*** Opening DATA PROVIDED ***

PR #568, opened 2024-09-29
replace fsplit and fmake with mapping fstruct

KotorinMinami:
As described in the TODO in fext and dext, I attempted to implement a mapping using floating-point number structures. Does it meet the stated requirements?


jordancarlin:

*** Closing DATA PROVIDED ***

The entries are to be duplicated exactly, with nothing changed.

PR #568, opened 2024-09-29
replace fsplit and fmake with mapping fstruct

KotorinMinami:
As described in the TODO in fext and dext, I attempted to implement a mapping using floating-point number structures. Does it meet the stated requirements?


jordancarlin:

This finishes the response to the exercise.